Inverse Reinforcement Learning with Switching Rewards and History Dependency for Characterizing Animal Behaviors

Traditional approaches to studying decision-making in neuroscience focus on simplified behavioral tasks where animals perform repetitive, stereotyped actions to receive explicit rewards. While informative, these methods constrain our understanding of decision-making to short timescale behaviors driven by explicit goals. In natural environments, animals exhibit more complex, long-term behaviors driven by intrinsic motivations that are often unobservable. Recent works in time-varying inverse reinforcement learning (IRL) aim to capture shifting motivations in long-term, freely moving behaviors. However, a crucial challenge remains: animals make decisions based on their history, not just their current state. To address this, we introduce SWIRL (SWitching IRL), a novel framework that extends traditional IRL by incorporating time-varying, history-dependent reward functions. SWIRL models long behavioral sequences as transitions between short-term decision-making processes, each governed by a unique reward function. SWIRL incorporates biologically plausible history dependency to capture how past decisions and environmental contexts shape behavior, offering a more accurate description of animal decision-making. We apply SWIRL to simulated and real-world animal behavior datasets and show that it outperforms models lacking history dependency, both quantitatively and qualitatively. This work presents the first IRL model to incorporate history-dependent policies and rewards to advance our understanding of complex, naturalistic decision-making in animals.

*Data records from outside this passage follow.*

PR #1332, opened 2021-10-29
Add and_return to change matcher

dsounded:
This request add `and_return` check for `change` matcher (like when we do `expect().to receive().and_return`)

It's sometimes useful when your block mutates some state/prop/variable but return some other value (you may check `SomethingExpectedWithResult` as example but for the real world scenario it can be service which inserts some rows into the DB and returns `true` if it is successful or `false` if some error happened  respectively.

eg:
`expect{ insert_articles }.to change { Article.count }.by(20).and_return(true)`
`expect{ insert_articles_returning_ids }.to change { Article.count }.by(3).and_return([1, 2, 3])`

I thought about something like this more than 4 years ago but now decided to create a PR :)

Right now people do some workarounds like described here:
https://stackoverflow.com/questions/49256551/can-you-simultaneously-test-a-state-change-and-a-return-value-in-rspec

Which is also okay, but RSpec DSL is really cool and this `.and_return` way of describing things is nice to have.

Because right now I do something like:
```
return_value = nil
expect{ return_value = wojit.do_thing }.to change{ wojit.value }
expect( return_value ).to be true
```

So with this change it becomes an one-liner:
`expect(  wojit.do_thing ).to change{ wojit.value }.and_return(true)`

By the way, thanks for this great gem, guys!

### DIFF
--- a/lib/rspec/matchers/built_in/change.rb
+++ b/lib/rspec/matchers/built_in/change.rb
@@ -6,6 +6,15 @@ module RSpec
       # Not intended to be instantiated directly.
       class Change < BaseMatcher
         # @api public
+        # Specifies the returning block's value.
+        def and_return(expected_value)
+          @expected_return = expected_value
+          @return_matcher = Eq.new(expected_value)
+
+          self
+        end
+
+        # @api public
         # Specifies the delta of the expected change.
         def by(expected_delta)
           ChangeRelatively.new(change_details, expected_delta, :by) do |actual_delta|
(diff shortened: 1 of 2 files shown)


dsounded:
Yes, this also can work but it's something similar to other workarounds (and even though it can be one-liner you need to write more boilerplate, and it is also nested) + different error message:

```
expected: false
got: true
```

This version more like DSL-ish (or human language) though I understand it's pretty subjective statement.

JonRowe:
`and_return` is really the wrong language, but I tried to implement this as a compound matcher, which I would have thought would work:
```
expect { ... }.to change { ... }.and eq :value
```
But it doesn't support block expectations, I'd rather change that then add this so this would become:
```
expect{ insert_articles }.to change { Article.count }.by(20).and eq true
```
Which is grammatically more in keeping with our semantics

pirj:
👍 for `change { Article.count }.by(20).and eq(true)`.

Something to keep in mind, though.
```ruby
expect { some_action }
  .to change { Acticle.count }.by(1).and eq(Article.last)
```
won't work as expected because `Article.last` will be executed before `some_action`, and on a clean slate `Article.last` would return `nil`.
That has a risk of false negatives in the case when `some_action` unexpectedly returns `nil`, and `Acticle.last`, too.
`change { ... }.by(1)` is balancing it, but not in all cases.

I'd rather recommend using [`satisfy`](https://relishapp.com/rspec/rspec-expectations/v/3-9/docs/built-in-matchers/satisfy-matcher) instead of `eq` in such expectations. If I'm not mistaken, its block would evaluate _after_ `some_action`.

翻译：传统神经科学中研究决策的方法主要关注简化的行为任务，其中动物通过执行重复的、刻板化的动作来获取显性奖励。尽管这些方法具有参考价值，但它们将我们对决策的理解局限于由显性目标驱动的短时间尺度行为。在自然环境中，动物表现出更为复杂、长期的行为，这些行为通常由不可观测的内在动机驱动。近年来，时变逆强化学习（IRL）的研究致力于捕捉长期自由移动行为中不断变化的动机。然而，一个关键挑战依然存在：动物的决策不仅基于当前状态，还依赖于其历史经验。为解决这一问题，我们提出了SWIRL（切换式IRL），这是一个新颖的框架，通过引入时变的、历史依赖的奖励函数来扩展传统IRL。SWIRL将长期行为序列建模为短期决策过程之间的转换，每个过程由独特的奖励函数控制。SWIRL结合了生物学上合理的历史依赖性，以捕捉过去的决策和环境背景如何塑造行为，从而更准确地描述动物的决策机制。我们将SWIRL应用于模拟和真实世界的动物行为数据集，结果表明，无论在定量还是定性评估中，其性能均优于缺乏历史依赖性的模型。本研究首次提出了同时纳入历史依赖策略与奖励的IRL模型，为深入理解动物复杂、自然化的决策过程提供了新的理论工具。